This paper proposes microblogging cube, a new social network analysis (SNA) model for analyzing microblog users and locations according to semantic, geographic, and temporal axes. Compared to the standard online analytical processing (OLAP) technology enforcing rigid summarization in all dimensional hierarchies, this new model applies varying measures depending on the level of microblog user and domain aggregation. With the explosive increase in microblogging data nowadays, this model will help people interactively and semantically view and analyze distributed microblogging data at different granularities. Researchers in business intelligence, SNA, ontology, and data mining will want to study this work.
The proposed model is divided into three parts: the microblogging word cube, the microblogging domain-word cube, and the microblogging domain cube. The microblogging word cube conducts word-centered analysis. Its analysis schema includes six types: microblog word, location, user, time, community, and word. The term frequency-inverse document frequency (TF-IDF) is a numeric measure of how important a word is to a document in a collection, and the normalized Google distance (NGD) method is a semantic similarity measure for a given set of keywords.
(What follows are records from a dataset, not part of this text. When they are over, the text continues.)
PR #5987, opened 2021-04-06
TortoiseHg for mercurial

tukanos:
Adding a TortoiseHg GUI client for mercurial versioning system


bucket/tortoisehg.json
```diff
@@ -0,0 +1,30 @@
+{
+    "version": "5.7.1",
+    "description": "TortoiseHg. A set of graphical tools and a shell extension for the Mercurial distributed revision control system.",
+    "homepage": "https://tortoisehg.bitbucket.io/",
+    "license": "GNU General Public License",
```
Ash258, line 5: Invalid SPDX identifier

bucket/tortoisehg.json
```diff
@@ -0,0 +1,30 @@
...
+        },
+        "32bit": {
+            "url": "https://www.mercurial-scm.org/release/tortoisehg/windows/tortoisehg-5.7.1-x86.msi",
+            "hash": "02192542a79b8bc4b312f087cd71242ae6a04fe6c47dcf3d6f78e2cd29e725a8"
+        }
+    },
+    "extract_dir": "PFiles\\TortoiseHg",
+    "bin": [
+        "thgw.exe"
+    ],
```
Ash258, line 19: Add all relevant shortcuts and bins

bucket/tortoisehg.json
```diff
@@ -0,0 +1,30 @@
...
+    "checkver": {
+        "url": "https://www.mercurial-scm.org/release/tortoisehg/windows/",
+        "re": "tortoisehg-([\\d\\.]+)-(x64|x86).msi"
```
Ash258, line 22:
```suggestion
        "regex": "tortoisehg-([\\d.]+)-x[468]{2}\\.msi"
```

bucket/tortoisehg.json
```diff
@@ -0,0 +1,30 @@
...
+    },
+    "shortcuts": [
+        [
+            "thgw.exe",
+            "TortoiseHg Workbench"
+        ]
+    ]
```
Ash258, line 29: add autoupdate

Ash258 (changes requested):
Add reg files to manually register all context menus

bucket/tortoisehg.json
tukanos: > Add reg files to manually register all context menus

First, the TF-IDF is used to determine the top-K most representative words for a location or user. Then, the NGD is used to calculate the semantic word distance among the selected words. Based on the word distance, the user distance is determined by weighting each distance measure using user-specified factors. Finally, users are aggregated into different communities by using the user distance. In this part, since each word represents a very specific unit, analysts cannot automatically generate the overall knowledge of a user or location. Thus, the microblogging domain-word cube extends the Open Directory Project (ODP) taxonomy to include a new type (Domain_Word) that defines the domain distribution characterizing each user or location. As a result, SNA is based on both words and domains. The microblogging domain cube conducts domain-centered analysis to provide comprehensive and global visions about the microblog data. In this part, the domain type replaces the word type in the microblogging word cube, and the user communities are extracted based on the domain relations.
Experiments tested the proposed model on a dataset of approximately 14 million tweets and 1,000 relevant users. The reported results reflect the analysis of five experimental users and demonstrate that the proposed approach can do impressive SNA. However, the paper would have been more complete if the authors had provided the experimental results of the remaining 995 experimental users.